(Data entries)
•••••

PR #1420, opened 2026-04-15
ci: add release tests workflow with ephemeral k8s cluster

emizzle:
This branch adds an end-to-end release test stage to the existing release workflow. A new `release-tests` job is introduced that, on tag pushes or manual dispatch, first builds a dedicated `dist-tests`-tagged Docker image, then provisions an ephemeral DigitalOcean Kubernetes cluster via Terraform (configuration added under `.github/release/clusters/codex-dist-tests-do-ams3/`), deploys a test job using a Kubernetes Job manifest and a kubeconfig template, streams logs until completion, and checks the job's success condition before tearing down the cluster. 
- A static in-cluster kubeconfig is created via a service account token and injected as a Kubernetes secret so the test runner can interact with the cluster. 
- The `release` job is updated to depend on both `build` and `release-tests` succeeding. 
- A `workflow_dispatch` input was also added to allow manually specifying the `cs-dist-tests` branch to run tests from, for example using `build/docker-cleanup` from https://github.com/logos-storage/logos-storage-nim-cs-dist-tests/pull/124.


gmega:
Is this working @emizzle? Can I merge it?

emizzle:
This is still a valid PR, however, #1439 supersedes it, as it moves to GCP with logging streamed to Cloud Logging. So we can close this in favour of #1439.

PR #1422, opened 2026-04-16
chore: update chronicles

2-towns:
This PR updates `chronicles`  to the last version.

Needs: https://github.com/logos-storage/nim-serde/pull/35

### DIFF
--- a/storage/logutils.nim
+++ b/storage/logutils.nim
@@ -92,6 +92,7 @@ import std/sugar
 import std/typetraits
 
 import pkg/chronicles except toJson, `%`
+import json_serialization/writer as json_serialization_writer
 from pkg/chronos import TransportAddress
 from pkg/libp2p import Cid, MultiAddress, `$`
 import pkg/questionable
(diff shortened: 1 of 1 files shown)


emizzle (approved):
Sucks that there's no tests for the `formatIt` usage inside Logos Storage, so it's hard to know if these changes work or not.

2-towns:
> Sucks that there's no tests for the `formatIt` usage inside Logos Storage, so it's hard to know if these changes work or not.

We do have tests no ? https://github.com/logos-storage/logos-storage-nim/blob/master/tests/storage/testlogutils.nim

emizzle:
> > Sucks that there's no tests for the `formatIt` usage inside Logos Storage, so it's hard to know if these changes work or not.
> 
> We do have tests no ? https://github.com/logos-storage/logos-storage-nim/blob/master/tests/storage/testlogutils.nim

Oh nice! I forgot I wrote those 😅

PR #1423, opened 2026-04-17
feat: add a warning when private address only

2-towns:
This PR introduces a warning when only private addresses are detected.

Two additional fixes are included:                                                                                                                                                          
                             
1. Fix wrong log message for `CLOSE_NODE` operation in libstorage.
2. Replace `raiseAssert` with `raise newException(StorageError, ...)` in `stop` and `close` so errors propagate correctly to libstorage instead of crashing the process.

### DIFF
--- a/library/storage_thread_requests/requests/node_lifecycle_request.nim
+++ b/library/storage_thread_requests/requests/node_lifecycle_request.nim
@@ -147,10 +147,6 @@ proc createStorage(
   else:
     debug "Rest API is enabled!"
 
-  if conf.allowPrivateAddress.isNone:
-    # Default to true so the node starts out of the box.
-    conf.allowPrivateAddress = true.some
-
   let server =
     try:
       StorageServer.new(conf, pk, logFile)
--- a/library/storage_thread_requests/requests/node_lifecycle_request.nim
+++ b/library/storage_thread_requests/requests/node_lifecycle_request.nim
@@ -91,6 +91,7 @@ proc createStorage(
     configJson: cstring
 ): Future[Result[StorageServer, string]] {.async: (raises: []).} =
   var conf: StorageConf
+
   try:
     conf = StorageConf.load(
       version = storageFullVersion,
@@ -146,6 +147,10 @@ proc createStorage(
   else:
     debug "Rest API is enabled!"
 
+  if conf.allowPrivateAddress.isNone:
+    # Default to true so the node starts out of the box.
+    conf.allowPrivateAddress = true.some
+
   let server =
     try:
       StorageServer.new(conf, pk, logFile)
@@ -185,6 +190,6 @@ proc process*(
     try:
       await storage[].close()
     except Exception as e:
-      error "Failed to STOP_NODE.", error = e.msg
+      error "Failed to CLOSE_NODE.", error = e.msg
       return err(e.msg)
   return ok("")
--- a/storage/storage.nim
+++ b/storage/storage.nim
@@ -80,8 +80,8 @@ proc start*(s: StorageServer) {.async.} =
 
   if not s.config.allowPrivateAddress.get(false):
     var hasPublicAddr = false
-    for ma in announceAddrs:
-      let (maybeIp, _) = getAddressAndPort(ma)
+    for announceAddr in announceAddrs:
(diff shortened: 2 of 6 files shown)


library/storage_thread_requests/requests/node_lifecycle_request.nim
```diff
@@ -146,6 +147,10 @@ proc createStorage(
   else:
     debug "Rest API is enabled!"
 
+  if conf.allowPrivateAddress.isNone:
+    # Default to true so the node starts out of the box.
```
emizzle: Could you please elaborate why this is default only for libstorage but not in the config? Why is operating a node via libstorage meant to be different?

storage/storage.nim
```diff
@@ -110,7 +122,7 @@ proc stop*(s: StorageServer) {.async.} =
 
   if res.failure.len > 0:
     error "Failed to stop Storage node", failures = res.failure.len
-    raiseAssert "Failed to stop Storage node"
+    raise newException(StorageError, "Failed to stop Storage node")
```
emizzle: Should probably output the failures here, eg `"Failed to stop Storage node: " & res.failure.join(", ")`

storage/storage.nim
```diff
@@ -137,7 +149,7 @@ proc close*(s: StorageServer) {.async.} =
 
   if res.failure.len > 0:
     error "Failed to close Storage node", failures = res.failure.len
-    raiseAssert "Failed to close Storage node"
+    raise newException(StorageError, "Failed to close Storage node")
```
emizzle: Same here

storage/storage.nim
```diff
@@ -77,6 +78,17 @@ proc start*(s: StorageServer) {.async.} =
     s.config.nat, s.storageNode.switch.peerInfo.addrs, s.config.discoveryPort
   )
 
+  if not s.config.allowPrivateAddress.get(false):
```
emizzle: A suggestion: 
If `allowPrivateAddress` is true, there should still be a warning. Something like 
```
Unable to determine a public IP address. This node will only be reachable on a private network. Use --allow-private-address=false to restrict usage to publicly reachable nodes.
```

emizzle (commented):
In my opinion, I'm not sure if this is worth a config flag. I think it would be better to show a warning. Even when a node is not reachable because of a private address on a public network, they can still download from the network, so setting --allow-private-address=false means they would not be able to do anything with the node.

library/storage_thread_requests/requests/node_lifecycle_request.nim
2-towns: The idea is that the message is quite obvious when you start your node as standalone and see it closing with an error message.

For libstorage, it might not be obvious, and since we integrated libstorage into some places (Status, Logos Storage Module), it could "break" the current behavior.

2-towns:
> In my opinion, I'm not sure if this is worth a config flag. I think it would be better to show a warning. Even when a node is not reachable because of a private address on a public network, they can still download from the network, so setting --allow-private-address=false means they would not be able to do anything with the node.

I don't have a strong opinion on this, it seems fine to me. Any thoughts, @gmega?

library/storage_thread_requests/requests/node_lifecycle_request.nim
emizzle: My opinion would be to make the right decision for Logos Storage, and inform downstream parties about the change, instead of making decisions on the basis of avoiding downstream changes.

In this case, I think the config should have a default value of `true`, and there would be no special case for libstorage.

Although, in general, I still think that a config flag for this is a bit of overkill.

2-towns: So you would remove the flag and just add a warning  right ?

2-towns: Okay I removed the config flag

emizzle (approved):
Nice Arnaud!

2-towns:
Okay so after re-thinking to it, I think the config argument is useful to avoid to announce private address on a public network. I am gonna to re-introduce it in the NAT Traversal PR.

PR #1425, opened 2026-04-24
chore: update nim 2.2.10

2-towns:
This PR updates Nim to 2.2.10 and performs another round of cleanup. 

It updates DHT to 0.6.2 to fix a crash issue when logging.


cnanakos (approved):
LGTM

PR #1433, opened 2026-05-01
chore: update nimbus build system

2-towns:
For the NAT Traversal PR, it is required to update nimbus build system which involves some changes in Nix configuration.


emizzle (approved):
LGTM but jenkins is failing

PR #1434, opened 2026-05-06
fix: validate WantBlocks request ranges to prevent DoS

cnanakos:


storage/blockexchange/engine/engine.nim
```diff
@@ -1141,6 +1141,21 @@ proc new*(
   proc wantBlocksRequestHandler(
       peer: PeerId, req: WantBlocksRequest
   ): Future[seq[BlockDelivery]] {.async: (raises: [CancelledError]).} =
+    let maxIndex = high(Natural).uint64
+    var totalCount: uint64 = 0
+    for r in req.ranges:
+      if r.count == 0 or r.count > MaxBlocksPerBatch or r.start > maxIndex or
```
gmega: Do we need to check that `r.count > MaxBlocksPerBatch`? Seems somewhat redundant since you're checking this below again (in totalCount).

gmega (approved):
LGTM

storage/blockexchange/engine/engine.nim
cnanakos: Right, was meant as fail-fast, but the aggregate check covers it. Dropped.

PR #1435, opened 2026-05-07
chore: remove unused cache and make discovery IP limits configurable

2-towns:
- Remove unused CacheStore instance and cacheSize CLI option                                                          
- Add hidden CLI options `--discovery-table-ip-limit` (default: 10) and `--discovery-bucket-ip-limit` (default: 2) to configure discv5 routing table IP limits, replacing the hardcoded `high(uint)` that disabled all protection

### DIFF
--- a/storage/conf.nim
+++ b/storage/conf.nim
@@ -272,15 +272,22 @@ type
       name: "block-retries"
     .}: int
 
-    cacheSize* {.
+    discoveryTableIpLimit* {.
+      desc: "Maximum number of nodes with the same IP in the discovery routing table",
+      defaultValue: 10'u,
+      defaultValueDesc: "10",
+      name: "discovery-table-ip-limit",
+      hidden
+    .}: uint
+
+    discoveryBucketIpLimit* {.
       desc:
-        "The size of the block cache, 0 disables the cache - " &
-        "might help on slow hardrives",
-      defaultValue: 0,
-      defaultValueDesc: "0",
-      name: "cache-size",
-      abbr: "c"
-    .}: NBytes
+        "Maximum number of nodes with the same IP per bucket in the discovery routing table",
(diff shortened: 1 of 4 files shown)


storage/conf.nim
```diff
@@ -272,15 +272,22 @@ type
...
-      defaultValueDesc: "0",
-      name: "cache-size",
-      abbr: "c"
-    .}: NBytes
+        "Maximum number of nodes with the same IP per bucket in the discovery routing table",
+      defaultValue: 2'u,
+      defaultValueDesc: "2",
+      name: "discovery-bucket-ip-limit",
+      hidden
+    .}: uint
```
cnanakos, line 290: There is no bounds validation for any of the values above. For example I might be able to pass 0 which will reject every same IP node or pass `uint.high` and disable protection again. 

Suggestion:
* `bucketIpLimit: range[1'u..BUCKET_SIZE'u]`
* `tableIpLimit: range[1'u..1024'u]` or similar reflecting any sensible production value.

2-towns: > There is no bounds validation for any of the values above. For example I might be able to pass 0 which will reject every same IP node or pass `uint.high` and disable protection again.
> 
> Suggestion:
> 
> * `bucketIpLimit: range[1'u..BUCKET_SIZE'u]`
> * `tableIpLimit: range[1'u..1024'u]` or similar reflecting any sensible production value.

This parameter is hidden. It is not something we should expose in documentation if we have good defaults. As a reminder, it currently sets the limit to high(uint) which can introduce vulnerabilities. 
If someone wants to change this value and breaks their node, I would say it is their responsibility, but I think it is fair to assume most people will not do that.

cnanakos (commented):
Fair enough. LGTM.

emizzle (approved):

•••••

### Directions for this task
Whenever the word "only" shows up in a line of the entries, copy that line.

### Completed exercise
feat: add a warning when private address only
This PR introduces a warning when only private addresses are detected.
emizzle: Could you please elaborate why this is default only for libstorage but not in the config? Why is operating a node via libstorage meant to be different?
Unable to determine a public IP address. This node will only be reachable on a private network. Use --allow-private-address=false to restrict usage to publicly reachable nodes.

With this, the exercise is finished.